It’s that time of year again – MMS! I always get so energized hanging out with customers for a week to hear what we’re doing well, and what we’re NOT doing so well! Either way – the learning and the camaraderie is what keeps us all doing what we do – which is striving to build KILLER enterprise management software.
However, this year is a bit different – as this is the first detailed, public unveiling of ConfigMgr V.Next to the world. One of the key things you’ve heard about the past couple years is this initiative around “User Centric”. At its heart, “user centric” is really about retooling all of our management disciplines that apply to devices servicing users, to adjust for the major changes we’ll see in our enterprise end-users in the next 5+ years. There is a ton of research on the demographic shifts in the workplace, so I won’t bore you with that here. The easiest way to think about it is this: “what are you going to do when today’s high school and college students become the mainstream end-users in the company you work for?”. For those of you my age, this hits home even more when you ask, “what will it be like when my kids are my customers?”. It’s kinda daunting, isn’t it! They’re ultra-mobile, they work from anywhere on any kind of device, and they have a certain expectation of what technology should do for them. They’re not IT Pros (no Regedit or PowerShell!) – but they’re technologically “comfortable” and have a set of expectations of technology from their “at home” world that they want to see in their “at work” world. Or, better yet – little or no separation between the 2! “Work/Life Balance” has now become “Work/Life Integration”. J
There are a lot of characteristics of a “user centric” system – I’ll blog more about those in the upcoming weeks. You’ll hear lots about relationships, impact, rules, and intent! But, here, I want to focus on the elements of Configuration Manager V.Next that really enable the user centric delivery of resources. In V.Next – it’s primarily focused on user centric application delivery. What we wanted to do was make a set of promises to end-users and administrators alike about how they can deliver applications in a user centric way. To be TRULY user centric, let’s start with our end-user! Our main promise to them in this release is a user-centric experience that matches their skills and expectations. A good deal of this is around a brand new software catalog. The concept of a software catalog is not new – but what we’ve done is changed the back-end for ConfigMgr to allow it to interact with ConfigMgr for install on demand software. This can be either pre-approved or include approval so users get apps when it makes business sense. A lot of the rest of our user centric work for the end-user is around allowing the end-user more visibility and control in how they receive applications. They will have the ability to set some of their own preferences for how/when software should be installed for them. “These are my normal business hours – don’t install software during that time”. This will extend to notification behaviors as well – so the user can receive applications with less impact.

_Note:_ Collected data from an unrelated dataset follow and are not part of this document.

PR #672, opened 2024-05-14
fix: Assign value to `out` parameter when not in editor mode.

paulhazen:
This fixes an as-yet unreported error that takes place when not in editor mode and the `TryFromJson` from `JsonUtility` function is called. 

The reason is that when not in editor mode, no exception is thrown and `false` is returned - but no value is assigned to the `out` parameter.


arthur740212 (approved):

WispyMouse (approved):
Using a dotnetfiddle, I can see that this would solve that problem. The code compiles now and Unity seems happy. I learned something today about out variables!

andrew-hirata-playeveryware (approved):
Ah! that's a good find!

PR #673, opened 2024-05-14
Fix: Cross-Platform Building (Currently broken)

### LINKED ISSUE #651: Fail to build for Linux Server
We use Linux builds on the server. No EOS functionality is used there, all calls are hidden under #if. However, having your plugin in itself does not allow us to build - we get the following error:

```
2024-05-06T19:42:46.0393390Z ##### Output
2024-05-06T19:42:46.0394337Z ld.lld: error: undefined symbol: DLLH_create_context
2024-05-06T19:42:46.0396707Z >>> referenced by com.playeveryware.eos.core.cpp:3064 (Library/Bee/artifacts/LinuxPlayerBuildProgram/il2cppOutput/cpp/com.playeveryware.eos.core.cpp:3064)
2024-05-06T19:42:46.0399972Z >>>               Library/Bee/artifacts/LinuxPlayerBuildProgram/zbz95/u8xxrn7ehl7g.o:(DLLHandle_LoadDynamicLibrary_m4D283A506980785C68E30AE7A6117C271816B489)
2024-05-06T19:42:46.0403107Z >>> referenced by com.playeveryware.eos.core.cpp:3064 (Library/Bee/artifacts/LinuxPlayerBuildProgram/il2cppOutput/cpp/com.playeveryware.eos.core.cpp:3064)
2024-05-06T19:42:46.0406149Z >>>               Library/Bee/artifacts/LinuxPlayerBuildProgram/zbz95/u8xxrn7ehl7g.o:(SystemDynamicLibrary_get_Instance_mE5272AED736BB77ABE3F7BA88CC63674A5BAC28D)
```

The workaround that helped us was to turn off the dlls from compilation like this, but to do this we had to disable plugin sync via Git.
image

### LINKED ISSUE #652: Mac Unity Editor - compiler error due to symbol duplication (due to compiler directives)
**Describe the bug**
Error `The namespace 'PlayEveryWare.EpicOnlineServices' already contains a definition for 'EOSCreateOptions'`
due to incorrect compiler directives in
`Runtime/macOS/Core/MacOSPlatformSpecifics.cs`
and
`Runtime/Windows/Core/WindowsPlatformSpecifics.cs`

**To Reproduce**
1. Create empty project on Mac
2. Select Windows Intel 64 bit as target platform
3. Add EOS package of version 3.1.3

**Desktop (please complete the following information):**
 - mac OS Intel 14.1.1 (23B81)
 - Editor
 - Unity Version 2021.3.14f1
 - Plugin Version 3.1.3

**Additional context**
Runtime/macOS/Core/MacOSPlatformSpecifics.cs has condition:
`#if (UNITY_STANDALONE_OSX || UNITY_EDITOR_OSX) && !UNITY_EDITOR_WIN`
Runtime/Windows/Core/WindowsPlatformSpecifics.cs has condition:
`#if (UNITY_STANDALONE_WIN || UNITY_EDITOR_WIN || UNITY_WSA_10_0)`
Both conditions are true in Mac editor, and duplicate symbol error occurs
(On Windows only the condition in WindowsPlatformSpecifics.cs is true)

Temp fix - change condition to
`#if (UNITY_STANDALONE_OSX) && !UNITY_EDITOR_WIN`
in MacOSPlatformSpecifics.cs

paulhazen:
# Cross-Platform Build Fixes

Contrary to how it may appear upon first glance - this is not a refactor but a certified fix. In the process of hunting down a bug that a user discovered with the failure to build on the Mac I discovered that none of the cross-platform compilations were working correctly. Mac works if you build on mac, Windows works if you build on Windows, Linux with Linux.

There are two main areas I discovered that needed to be addressed to fix this - and I'm being as verbose both in this description and by adding comments to some of the files to illustrate clearly the changes that were made.
 
## Scripting Defines

There are currently a variety of bugs that exist because of the complicated nature of the scripting define conditionals at the top of some of the classes that derive from `PlatformSpecifics`. 

This PR addresses those issues and resolves a variety of open issues.

Most of these circumstances are pertaining to building on one platform to another platform. Because most developers who work on this plugin do so from the Windows platform, some of the configurations are currently in a broken state because of how the define conditionals work.

Below is a table of what is now supported (which is what documentation already _says_ is supported)

|Host Platform|Target Platform|
|-:|:-|
|Mac|Windows, Linux, Android, iOS|
|Windows|Mac, Linux, Android, iOS|
|Linux|Windows, Mac, Android, iOS|

_To be clear: you can't actually fully deploy an iOS app from anything but Mac, same as with targeting Mac - but "build" in this context means that Unity will do all the building it is capable of doing for that platform given the platform you are building from._

## `BuildRunner` Builder Selection

Previously, build runners were determined using the scripting defines for each platform. The problem with this approach is that it inherently _does not correctly build from one platform to another_.

The reason that this has gone unnoticed for a while is that many of the platform-specific tasks that are unique to each platform are minor - so the build runner for OSX is _close enough_ to the build runner for Windows that it doesn't cause any build errors. 

There are some circumstances where errors are reported - but more importantly these changes both avoid those errors - _and correctly implement cross-platform compilation_.

### DIFF
--- a/Assets/Plugins/Android/Core/AndroidPlatformSpecifics.cs
+++ b/Assets/Plugins/Android/Core/AndroidPlatformSpecifics.cs
@@ -30,8 +30,7 @@ using jsize = System.Int32;
 using JavaVM = System.IntPtr;
 using System.Diagnostics;
 
-#if UNITY_ANDROID && !UNITY_EDITOR
-[assembly: AlwaysLinkAssembly]
+#if UNITY_ANDROID
 namespace PlayEveryWare.EpicOnlineServices
 {
     using Epic.OnlineServices.Platform;
--- a/Assets/Plugins/Android/Core/AndroidPlatformSpecifics.cs
+++ b/Assets/Plugins/Android/Core/AndroidPlatformSpecifics.cs
@@ -20,6 +20,8 @@
 * SOFTWARE.
 */
 
+#if !EOS_DISABLE
+
 using UnityEngine;
 using UnityEngine.Scripting;
 using System.Runtime.InteropServices;
@@ -113,4 +115,5 @@ namespace PlayEveryWare.EpicOnlineServices
         }
     }
 }
+#endif
 #endif
--- a/Assets/Plugins/Android/Core/AndroidPlatformSpecifics.cs
+++ b/Assets/Plugins/Android/Core/AndroidPlatformSpecifics.cs
@@ -30,7 +30,8 @@ using jsize = System.Int32;
 using JavaVM = System.IntPtr;
 using System.Diagnostics;
 
-#if UNITY_ANDROID
+#if UNITY_ANDROID && !UNITY_EDITOR
+
 namespace PlayEveryWare.EpicOnlineServices
 {
     using Epic.OnlineServices.Platform;
--- a/Assets/Plugins/Android/Editor/AndroidBuilder.cs
+++ b/Assets/Plugins/Android/Editor/AndroidBuilder.cs
@@ -36,7 +36,7 @@ namespace PlayEveryWare.EpicOnlineServices.Build
 
     public class AndroidBuilder : PlatformSpecificBuilder
     {
-        public AndroidBuilder() : base("Plugins/Android") { }
+        public AndroidBuilder() : base("Plugins/Android", BuildTarget.Android) { }
 
         public override void PreBuild(BuildReport report)
         {
--- a/Assets/Plugins/Linux/Core/LinuxPlatformSpecifics.cs
+++ b/Assets/Plugins/Linux/Core/LinuxPlatformSpecifics.cs
@@ -20,9 +20,7 @@
 * SOFTWARE.
 */
 
-#if UNITY_EDITOR
-#define EOS_DYNAMIC_BINDINGS
-#endif
+#if !EOS_DISABLE
 
 //#define ENABLE_CONFIGURE_STEAM_FROM_MANAGED
 using PlayEveryWare.EpicOnlineServices.Utility;
@@ -64,7 +62,7 @@ namespace PlayEveryWare.EpicOnlineServices
         //-------------------------------------------------------------------------
         public override void LoadDelegatesWithEOSBindingAPI()
         {
-#if EOS_DYNAMIC_BINDINGS
+#if UNITY_EDITOR
             // TODO: This code does not appear to do anything...
             const string EOSBinaryName = Epic.OnlineServices.Config.LibraryName;
             var eosLibraryHandle = EOSManager.EOSSingleton.LoadDynamicLibrary(EOSBinaryName);
@@ -128,4 +126,4 @@ namespace PlayEveryWare.EpicOnlineServices
     }
 }
 #endif
-
+#endif
--- a/Assets/Plugins/Linux/Core/LinuxPlatformSpecifics.cs
+++ b/Assets/Plugins/Linux/Core/LinuxPlatformSpecifics.cs
@@ -28,7 +28,7 @@ using UnityEngine;
 using UnityEngine.Scripting;
 using System.Runtime.InteropServices;
 
-#if !UNITY_EDITOR_WIN && (UNITY_STANDALONE_LINUX || UNITY_EDITOR_LINUX)
+#if (UNITY_STANDALONE_LINUX || UNITY_EDITOR_LINUX) && (!UNITY_EDITOR_WIN && !UNITY_EDITOR_OSX)
 
 namespace PlayEveryWare.EpicOnlineServices
 {
--- a/Assets/Plugins/Linux/Core/LinuxPlatformSpecifics.cs
+++ b/Assets/Plugins/Linux/Core/LinuxPlatformSpecifics.cs
@@ -28,7 +28,8 @@ using UnityEngine;
 using UnityEngine.Scripting;
 using System.Runtime.InteropServices;
 
-#if (UNITY_STANDALONE_LINUX || UNITY_EDITOR_LINUX) && (!UNITY_EDITOR_WIN && !UNITY_EDITOR_OSX)
+// If standalone linux and not editor, or the linux editor
+#if (UNITY_STANDALONE_LINUX && !UNITY_EDITOR) || UNITY_EDITOR_LINUX
 
 namespace PlayEveryWare.EpicOnlineServices
 {
--- a/Assets/Plugins/Linux/Core/LinuxPlatformSpecifics.cs
+++ b/Assets/Plugins/Linux/Core/LinuxPlatformSpecifics.cs
@@ -63,7 +63,7 @@ namespace PlayEveryWare.EpicOnlineServices
         //-------------------------------------------------------------------------
         public override void LoadDelegatesWithEOSBindingAPI()
         {
-#if UNITY_EDITOR
+#if EOS_DYNAMIC_BINDINGS || UNITY_EDITOR
             // TODO: This code does not appear to do anything...
             const string EOSBinaryName = Epic.OnlineServices.Config.LibraryName;
             var eosLibraryHandle = EOSManager.EOSSingleton.LoadDynamicLibrary(EOSBinaryName);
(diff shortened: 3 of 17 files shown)


Assets/Plugins/Android/Core/AndroidPlatformSpecifics.cs
```diff
@@ -31,7 +33,7 @@
 using System.Diagnostics;
 
 #if UNITY_ANDROID && !UNITY_EDITOR
-[assembly: AlwaysLinkAssembly]
+
```
paulhazen, line 36: Instead of applying this assembly attribute within a conditional within every specific file for every platform - its implementation was moved into the baser `PlatformSpecifics` abstract class where it only needs to be done once.

Assets/Plugins/Linux/Core/LinuxPlatformSpecifics.cs
```diff
@@ -20,27 +20,16 @@
...
 
-#if UNITY_64 || UNITY_EDITOR_64
-#define PLATFORM_64BITS
-#elif UNITY_EDITOR_LINUX || UNITY_STANDALONE_LINUX
-#define PLATFORM_32BITS
-#endif
-
-#if UNITY_EDITOR
-#define EOS_DYNAMIC_BINDINGS
-#endif
```
paulhazen, line 31: Because nearly identical changes to the scripting define conditionals were made in each file where they were altered, I will explain some of the detail here in the first file GitHub indicates is changed by whatever metric they use to determine such things.

- `#define` statements in a Unity C# project are scoped to the file.
- `UNITY_64` is implied by `UNITY_EDITOR_64`, so it is only necessary to check the former.
- `EOS_DYNAMIC_BINDINGS` is in effect an _alias_ for `UNITY_EDITOR`

Care was taken to ensure that no branch of any scripting define conditional is unreachable (no orphaned usages of removed defines).

Assets/Plugins/Linux/Core/LinuxPlatformSpecifics.cs
```diff
@@ -20,27 +20,16 @@
...
 using UnityEngine.Scripting;
 using System.Runtime.InteropServices;
 
-#if !UNITY_EDITOR_WIN && (UNITY_STANDALONE_LINUX || UNITY_EDITOR_LINUX)
-
-#if !UNITY_EDITOR_LINUX
-[assembly: AlwaysLinkAssembly]
-#endif
+// If standalone linux and not editor, or the linux editor
+#if (UNITY_STANDALONE_LINUX && !UNITY_EDITOR) || UNITY_EDITOR_LINUX
```
paulhazen, line 32: For every platform _for which there is a Unity editor_ we need to have that platform's `PlatformSpecifics`-derived class be defined. That means the specifics class must be defined if either the editor for that platform is active, or if the target is the platform without any editor.

Assets/Plugins/Android/Editor/AndroidBuilder.cs
```diff
@@ -36,7 +36,7 @@ namespace PlayEveryWare.EpicOnlineServices.Build
 
     public class AndroidBuilder : PlatformSpecificBuilder
     {
-        public AndroidBuilder() : base("Plugins/Android") { }
+        public AndroidBuilder() : base("Plugins/Android", BuildTarget.Android) { }
```
paulhazen, line 39: In order for the proper Builder to be determined based on the platform _being built to_, the various builder classes need to be able to indicate for which BuildTargets they work for.

*The decentralized nature of this implementation allows for the addition of other platforms __without__ altering anything in the existing build pipeline.*

Assets/Plugins/Android/Core/AndroidPlatformSpecifics.cs
andrew-hirata-playeveryware: That actually works? I was under the belief that it didn't work and or we ran into some kind of issue with it in the past.

Assets/Plugins/Linux/Editor/LinuxBuilder.cs
```diff
@@ -22,9 +22,13 @@
 
 namespace PlayEveryWare.EpicOnlineServices.Build
 {
+    using UnityEditor;
+
     public class LinuxBuilder : PlatformSpecificBuilder
     {
-        public LinuxBuilder() : base("Plugins/Linux")
+        public LinuxBuilder() : base(
```
andrew-hirata-playeveryware: Might I suggest moving these onto the same line as base?

Assets/Plugins/Source/Editor/Build/BuildRunner.cs
```diff
@@ -22,114 +22,55 @@
...
-    using System.Threading.Tasks;
-    using UnityEditor;
     using UnityEditor.Build;
     using UnityEditor.Build.Reporting;
-    using UnityEngine;
-    
-    public class BuildRunner : IPreprocessBuildWithReport, IPostprocessBuildWithReport
+
+    public class BuildRunner : IPreprocessBuildWithReport, 
+        IPostprocessBuildWithReport
```
andrew-hirata-playeveryware: This should also be on the same line as the `:`

Assets/Plugins/Windows/Core/WindowsPlatformSpecifics.cs
```diff
@@ -41,14 +32,12 @@
...
-
-#if !UNITY_EDITOR_WIN
-[assembly: AlwaysLinkAssembly]
-#endif
+// If standalone windows and not editor, or the windows editor.
+#if (UNITY_STANDALONE_WIN && !UNITY_EDITOR) || UNITY_EDITOR_WIN
 
 namespace PlayEveryWare.EpicOnlineServices
 {
+    using System.Runtime.CompilerServices;
```
andrew-hirata-playeveryware: I don't imagine this using is needed here.

andrew-hirata-playeveryware (changes requested):

Assets/Plugins/Linux/Editor/LinuxBuilder.cs
paulhazen: Donzo.

Assets/Plugins/Android/Core/AndroidPlatformSpecifics.cs
paulhazen: It does indeed work properly - I had to test the different build configurations running around my parents dining room between my windows laptop, my mac mini, and the linux vm I had running on one of them to make sure all the build configurations worked properly. 

I think typically this kind of thing is usually resolved with an `AssemblyInfo.cs` file, but Unity doesn't typically feature those.

Assets/Plugins/Source/Core/PlatformSpecifics.cs
```diff
@@ -21,15 +21,21 @@
...
+using UnityEngine.Scripting;
+[assembly: AlwaysLinkAssembly]
+#endif
 namespace PlayEveryWare.EpicOnlineServices
 {
     using System;
     using System.Collections.Generic;
     using System.IO;
     using UnityEngine;
+    using UnityEngine.Scripting;
```
WispyMouse, line 34: Is the twice-included UnityEngine.Scripting necessary?

Assets/Plugins/Android/Core/AndroidPlatformSpecifics.cs
arthur740212: Just to double check, these are tested with IL2CPP code stripping enabled?
That was the conditions when it was causing trouble

andrew-hirata-playeveryware (approved):

WispyMouse (approved):

Assets/Plugins/Android/Core/AndroidPlatformSpecifics.cs
paulhazen: Yes, it appears to be working in that circumstance as well.

Assets/Plugins/Source/Core/PlatformSpecifics.cs
paulhazen: It's not - but I'm not seeing the duplicate, is it out of scope from the preview here?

Our other promises apply to our 15 year customer – the administrator. For the admin, our first promise is allowing them to “think user first” in all that they do. This is MUCH more than just user targeting – it’s being able to reflect the relationship of apps to users throughout the entire process of delivering applications, and even managing their settings. A key feature for this is called User Device Affinity. Kind of a tech name that says we keep track of machines and their users in a way that we can determine if a device is a “primary device” for a user, or a user is a “primary user” of that device, and we can use that in better delivering software. We can use it as a rule so that we, “only install this software for a user that is a primary user on this device”. This way, we prevent users from roaming around and accidentally installing software on every device they use. We can also use it to deploy software at midnight, using Wake on LAN. Hard to target users when no user is logged on! But we can now use this relationship to force deploy software to users, even when that user is not logged on – and not require the administrator to change and target the machines. That’s thinking user first!
The other promise to our administrator is a brand new way to define an “application” that is really optimized for users that need to work from anywhere, and embraces all of the new ways an app can be created today. The first piece of this application model is that the applications are “state based”. Simply put – each application has a signature on it (we call it a detection method) that we use to see if the app is present on a system for a user. If we go to install the software, but the app is already there – we don’t install. If we say an app is required for a user, but they remove it (accidentally, of course!) then we re-install it. Another characteristic of the app model is that app delivery is rule based. In most application delivery products today, we rely heavily on our inventory to determine what systems an app can or cannot be installed on. This is way too latent for a user that may be in lots of different network and system conditions, on different devices. So, we have Conditional Delivery Rules that control whether an application can or cannot install on a system based on hardware requirements, dependent applications, etc. If the system can’t install the app, we don’t deliver it. If it “SHOULDN’T” try to install the app, we don’t deliver it. And this is all evaluated at delivery time. And, finally – there are SO many ways to create an application. Is it a scripted install? MSI? Microsoft AppV? CAB file for a mobile device? XenApp from Citrix? Remote Application with MS Remote Desktop Services? Now, you can make an “app” that is comprised of multiple of these deployment “types”, and use the rules to make sure the user gets the best result given their current condition. The right app, for the right user, at the right time.
Anyway, this is a big bet for us – and we’re really excited about it. The cooler thing? The 100+ customers we’ve worked with thus far in some of the features and design are equally excited. Now, we just have to drive to our beta, continue to stay LASER focused on the enterprise quality our customers have come to expect, and get it in their hands!